Maedeh Ranjbar

Grade:  Ph.D.

Ph.D. Thesis:

The Finite Cell Method Development in the field of Damage Mechanics

Year: Sept. 2008- Oct. 2015.

Abstract:

In this thesis, the Finite Cell Method (FCM) has been developed for the Lemaitre and a nonlocal integral damage problem. This method is a combination of a fictitious domain approach with higher-order finite elements, adaptive integration, and weak enforcement of the non-conforming essential boundary conditions. This alleviates the urge for boundary conforming meshes that are time-consuming to be generated free of error. For developing the FCM in the fields of damage mechanics, the formulation is implemented in a high-order finite element package tailored for the Finite Cell Method. The advantage of using this code is to access all subroutines and the possibility of changing them where it is necessary. Besides that the Gauss points are accessible and it facilates the implementation of an integral nonlocal model.

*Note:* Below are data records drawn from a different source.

PR #135, opened 2023-08-28
feat: add sdk7 to sdk6 adaption layer

kuruk-mm:


Explorer/Assets/Scripts/SceneRuntime/SceneRuntimeImpl.cs
```diff
@@ -99,5 +106,8 @@ public void Dispose()
             engineApi?.Dispose();
             engine.Dispose();
         }
+
+        public ITypedArray<byte> CreateUint8Array(int length) =>
```
m3taphysics, line 110: I wonder if this buffer can be re-used, much like it has been previously pooled. One to discuss with @mikhail-dcl when he is back!

mikhail-dcl (approved):
Everything looks good to me

PR #136, opened 2023-08-31
Feat: avatar rendering

dalkia:
Challenges to solve:

- [x] Irrecoverable failures in `LoadSystemBase` only accepts strings. This is wont work for POST requests
- [ ] We need some system that downloads DefaultWearableAssetBundles. If it fails, the game should go into a Dead State
- [x] Budget wearable requests (DTO, Manifest and AB)
- [x] Create a Cache class for Wearable Catalog
- [x] Create a catalyst url fetcher after connecting to realm. Pass the URL catalyst to the plugins that require it (IE Wearables)
- [x] Load AvatarBase from Addressables
- [ ] Fix wearable by param tests


dalkia:
Closed since the  work was moved to the branch `SimpleGPUSkinning_ComputeShader`

PR #141, opened 2023-10-11
feat: Cursor Lock

Kinerius:


Explorer/Assets/DCL/CharacterCamera/Systems/UpdateCursorInputSystem.cs
```diff
@@ -0,0 +1,77 @@
...
+
+        [Query]
+        private void UpdateInput(ref CameraInput cursorInput)
+        {
+            var mousePos = cameraActions.Point.ReadValue<Vector2>();
+
+            if (cameraActions.Lock.WasPerformedThisFrame() && !cursorInput.IsCursorLocked)
+            {
+                pointerData.position = mousePos;
+                eventSystem.RaycastAll(pointerData, results);
```
dalkia, line 44: I have two questions here:

1) Why do you store `pointerData` in this class? Since you have the `UnityEventSystem` class, can't you store it there?
2) This may cause an allocation if the list needs to get resized to put in the results. Is there some way we can estimate a value to set as capacity?

dalkia (approved):
Looks good to me! Just living minor questions

Explorer/Assets/DCL/CharacterCamera/Systems/UpdateCursorInputSystem.cs
```diff
@@ -0,0 +1,77 @@
...
+
+                if (results.Count == 0)
```
m3taphysics, line 46: What is the reason to not lock the cursor if a raycast retrieves any results? I can't wrap my head around why 😆

m3taphysics (approved):

Explorer/Assets/DCL/CharacterCamera/Systems/UpdateCursorInputSystem.cs
davidejensen: I think it's to avoid the mouse locking when clicking on UI Elements

Explorer/Assets/DCL/CharacterCamera/Systems/UpdateCursorInputSystem.cs
Kinerius: Actually the usage of `UnityEventSystem` was the last thing I coded here, it makes sense to move the usage of pointer data over there and probably simplify it even more.
Also pre-allocating the List is a good idea.

Explorer/Assets/DCL/CharacterCamera/Systems/UpdateCursorInputSystem.cs
```diff
@@ -0,0 +1,77 @@
...
+using DCL.Input;
+using DCL.Input.Systems;
+using System.Collections.Generic;
+using UnityEngine;
+using UnityEngine.EventSystems;
+
+namespace DCL.CharacterCamera.Systems
+{
+    [UpdateInGroup(typeof(InputGroup))]
+    public partial class UpdateCursorInputSystem : UpdateInputSystem<CameraInput, CameraComponent>
```
mikhail-dcl, line 14: You should add `UpdateBefore(typeof(UpdateCameraInputSystem))` as there is a dependency between systems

The nonlocal ductile damage constitutive model used is a thermodynamically consistent theory of integral type in which the damage variable is integrated over the whole domain.Bench mark 2D and 3D examples are solved to validate the results of the Lemaitre model and a good agreement is obsereved between FCM results and previous researchers’. Experimental tests are performed on AA7075-T6 alloy to validate the result of 3D examples in the nonlocal model. A good agreement of the simulation and experiments has been achieved. Further, the non-local damage model compared to the local models performs better in terms of convergence and numerical stability.
 

Keywords:
The Finite Cell Method, Damage Mechanics, High order finite elements, nonlocal Integral formulation.